_TASK_:
Could you filter the data below down to the lines that hold the word "unnecessary"?

Items listed in a dataset:
* * * * *

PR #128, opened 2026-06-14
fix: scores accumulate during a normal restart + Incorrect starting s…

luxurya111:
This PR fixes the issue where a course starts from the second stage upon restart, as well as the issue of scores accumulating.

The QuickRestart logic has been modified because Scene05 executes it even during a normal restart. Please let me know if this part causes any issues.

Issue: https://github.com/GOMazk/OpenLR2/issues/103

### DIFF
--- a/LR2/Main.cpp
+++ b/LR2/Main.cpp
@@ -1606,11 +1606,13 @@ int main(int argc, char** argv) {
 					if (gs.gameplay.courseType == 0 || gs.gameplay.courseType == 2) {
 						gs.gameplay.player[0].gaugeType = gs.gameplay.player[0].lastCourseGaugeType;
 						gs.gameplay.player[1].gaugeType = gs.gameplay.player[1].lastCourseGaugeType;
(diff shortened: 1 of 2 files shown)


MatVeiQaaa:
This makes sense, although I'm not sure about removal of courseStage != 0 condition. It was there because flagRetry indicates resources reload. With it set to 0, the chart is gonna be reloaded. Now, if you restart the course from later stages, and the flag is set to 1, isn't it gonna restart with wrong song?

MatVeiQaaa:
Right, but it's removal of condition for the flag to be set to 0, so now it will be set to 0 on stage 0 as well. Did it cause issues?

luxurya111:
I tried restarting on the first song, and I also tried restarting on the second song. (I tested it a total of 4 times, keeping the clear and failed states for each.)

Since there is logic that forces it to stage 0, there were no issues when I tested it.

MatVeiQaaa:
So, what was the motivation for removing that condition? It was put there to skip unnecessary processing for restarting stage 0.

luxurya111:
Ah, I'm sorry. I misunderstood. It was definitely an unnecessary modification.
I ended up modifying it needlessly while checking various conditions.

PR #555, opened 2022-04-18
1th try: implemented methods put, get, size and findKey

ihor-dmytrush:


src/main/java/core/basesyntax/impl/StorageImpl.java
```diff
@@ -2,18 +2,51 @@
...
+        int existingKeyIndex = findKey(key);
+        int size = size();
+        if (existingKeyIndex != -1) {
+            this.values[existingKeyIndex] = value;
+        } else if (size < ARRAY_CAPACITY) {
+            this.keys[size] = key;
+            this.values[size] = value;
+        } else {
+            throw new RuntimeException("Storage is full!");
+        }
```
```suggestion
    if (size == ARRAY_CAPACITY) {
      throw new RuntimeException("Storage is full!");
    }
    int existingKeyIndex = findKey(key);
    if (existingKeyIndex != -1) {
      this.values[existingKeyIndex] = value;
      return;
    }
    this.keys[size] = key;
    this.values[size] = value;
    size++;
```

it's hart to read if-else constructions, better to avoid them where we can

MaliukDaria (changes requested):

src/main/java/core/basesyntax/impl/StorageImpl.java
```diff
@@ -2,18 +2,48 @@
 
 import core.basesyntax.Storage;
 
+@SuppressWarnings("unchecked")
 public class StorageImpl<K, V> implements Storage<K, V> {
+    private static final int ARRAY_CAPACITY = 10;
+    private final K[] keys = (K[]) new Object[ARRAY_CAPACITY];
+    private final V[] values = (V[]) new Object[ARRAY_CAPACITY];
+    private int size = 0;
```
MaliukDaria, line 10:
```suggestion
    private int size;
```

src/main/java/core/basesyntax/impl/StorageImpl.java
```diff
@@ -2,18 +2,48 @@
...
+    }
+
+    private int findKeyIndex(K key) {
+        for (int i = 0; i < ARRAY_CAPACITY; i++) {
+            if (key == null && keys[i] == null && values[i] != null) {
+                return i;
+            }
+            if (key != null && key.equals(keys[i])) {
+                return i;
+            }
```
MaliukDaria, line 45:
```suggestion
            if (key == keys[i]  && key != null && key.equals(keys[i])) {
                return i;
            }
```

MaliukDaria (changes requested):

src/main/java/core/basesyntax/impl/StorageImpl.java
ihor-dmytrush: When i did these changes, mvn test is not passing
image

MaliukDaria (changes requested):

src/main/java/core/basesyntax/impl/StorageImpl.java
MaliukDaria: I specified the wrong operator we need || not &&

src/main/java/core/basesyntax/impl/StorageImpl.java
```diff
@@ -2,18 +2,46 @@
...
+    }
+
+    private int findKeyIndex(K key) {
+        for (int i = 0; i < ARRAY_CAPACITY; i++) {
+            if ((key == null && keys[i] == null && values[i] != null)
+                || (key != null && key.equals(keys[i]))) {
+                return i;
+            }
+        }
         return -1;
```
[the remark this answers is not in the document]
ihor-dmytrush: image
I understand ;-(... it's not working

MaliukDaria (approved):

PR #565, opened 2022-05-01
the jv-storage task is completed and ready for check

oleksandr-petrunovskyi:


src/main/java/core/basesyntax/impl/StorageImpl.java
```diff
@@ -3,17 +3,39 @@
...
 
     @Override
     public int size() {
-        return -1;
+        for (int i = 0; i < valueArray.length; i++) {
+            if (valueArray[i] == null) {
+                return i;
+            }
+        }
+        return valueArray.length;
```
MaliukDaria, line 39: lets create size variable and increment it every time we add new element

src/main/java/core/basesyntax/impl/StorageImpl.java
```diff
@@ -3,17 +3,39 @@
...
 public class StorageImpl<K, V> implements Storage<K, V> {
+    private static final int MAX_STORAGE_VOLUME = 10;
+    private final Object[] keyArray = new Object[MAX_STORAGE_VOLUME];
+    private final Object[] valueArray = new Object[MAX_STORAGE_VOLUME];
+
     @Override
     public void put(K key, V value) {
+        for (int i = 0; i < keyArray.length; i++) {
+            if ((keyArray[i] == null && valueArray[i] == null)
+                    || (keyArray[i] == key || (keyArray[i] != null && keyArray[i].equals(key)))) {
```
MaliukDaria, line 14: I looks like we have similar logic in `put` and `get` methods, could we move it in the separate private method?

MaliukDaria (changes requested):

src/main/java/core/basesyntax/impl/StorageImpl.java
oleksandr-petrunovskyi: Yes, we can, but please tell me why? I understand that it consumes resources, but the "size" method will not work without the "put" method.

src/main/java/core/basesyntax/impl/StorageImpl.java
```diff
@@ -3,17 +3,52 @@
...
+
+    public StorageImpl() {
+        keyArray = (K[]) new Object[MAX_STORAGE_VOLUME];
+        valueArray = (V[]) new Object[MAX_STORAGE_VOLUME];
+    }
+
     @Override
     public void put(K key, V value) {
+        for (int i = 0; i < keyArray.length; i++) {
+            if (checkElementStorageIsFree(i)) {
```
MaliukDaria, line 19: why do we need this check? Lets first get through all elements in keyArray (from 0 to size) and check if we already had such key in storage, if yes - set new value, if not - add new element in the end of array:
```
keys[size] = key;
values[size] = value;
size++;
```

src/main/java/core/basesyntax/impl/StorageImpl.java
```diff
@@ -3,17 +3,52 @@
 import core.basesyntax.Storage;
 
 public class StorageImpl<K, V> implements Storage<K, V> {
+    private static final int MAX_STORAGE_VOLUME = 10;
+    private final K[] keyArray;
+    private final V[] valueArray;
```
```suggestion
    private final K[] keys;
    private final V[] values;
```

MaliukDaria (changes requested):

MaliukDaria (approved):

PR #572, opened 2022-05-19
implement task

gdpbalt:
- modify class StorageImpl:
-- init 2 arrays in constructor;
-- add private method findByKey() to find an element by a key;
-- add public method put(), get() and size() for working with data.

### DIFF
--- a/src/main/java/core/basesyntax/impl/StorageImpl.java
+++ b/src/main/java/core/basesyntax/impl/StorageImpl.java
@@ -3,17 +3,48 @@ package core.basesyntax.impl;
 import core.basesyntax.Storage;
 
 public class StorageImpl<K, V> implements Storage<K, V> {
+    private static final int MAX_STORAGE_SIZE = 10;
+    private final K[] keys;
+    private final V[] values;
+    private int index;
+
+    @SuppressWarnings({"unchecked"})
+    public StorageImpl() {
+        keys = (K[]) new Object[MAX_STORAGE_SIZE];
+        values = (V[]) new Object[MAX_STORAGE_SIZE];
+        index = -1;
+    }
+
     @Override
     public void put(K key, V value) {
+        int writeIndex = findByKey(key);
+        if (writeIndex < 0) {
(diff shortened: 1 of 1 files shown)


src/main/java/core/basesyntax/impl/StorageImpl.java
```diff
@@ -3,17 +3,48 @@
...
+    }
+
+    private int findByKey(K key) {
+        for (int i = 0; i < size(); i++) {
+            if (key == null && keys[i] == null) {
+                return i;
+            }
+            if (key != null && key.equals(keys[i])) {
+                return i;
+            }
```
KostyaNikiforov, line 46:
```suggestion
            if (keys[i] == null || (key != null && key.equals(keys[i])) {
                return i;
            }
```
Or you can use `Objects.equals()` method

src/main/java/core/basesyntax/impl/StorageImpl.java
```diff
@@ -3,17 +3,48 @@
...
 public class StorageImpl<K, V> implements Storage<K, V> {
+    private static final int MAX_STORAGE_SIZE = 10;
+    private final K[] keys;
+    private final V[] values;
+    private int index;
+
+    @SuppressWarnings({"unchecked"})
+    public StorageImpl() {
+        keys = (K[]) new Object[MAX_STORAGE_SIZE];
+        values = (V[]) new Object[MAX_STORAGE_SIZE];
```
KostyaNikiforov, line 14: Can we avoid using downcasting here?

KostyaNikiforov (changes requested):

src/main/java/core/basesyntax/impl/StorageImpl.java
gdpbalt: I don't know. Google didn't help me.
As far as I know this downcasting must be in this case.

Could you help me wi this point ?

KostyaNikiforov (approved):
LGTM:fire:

* * * * *

_SOLUTION TO THIS PROBLEM_:
So, what was the motivation for removing that condition? It was put there to skip unnecessary processing for restarting stage 0.
Ah, I'm sorry. I misunderstood. It was definitely an unnecessary modification.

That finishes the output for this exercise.